> _Assigned task_:
What follows is a set of entries; retype all of them exactly.

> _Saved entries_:
──────────
PR #3433, opened 2017-11-07
Home / Editor tick event

microsoftsam:
Add two new events for when the home is loaded, and when the editor is loaded.


microsoftsam:
All Code paths for the editor go through loadHeaderAsync. I need to double check the openHome.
──────────
> _Response_:
PR #3433, opened 2017-11-07
Home / Editor tick event

microsoftsam:
Add two new events for when the home is loaded, and when the editor is loaded.


microsoftsam:
All Code paths for the editor go through loadHeaderAsync. I need to double check the openHome.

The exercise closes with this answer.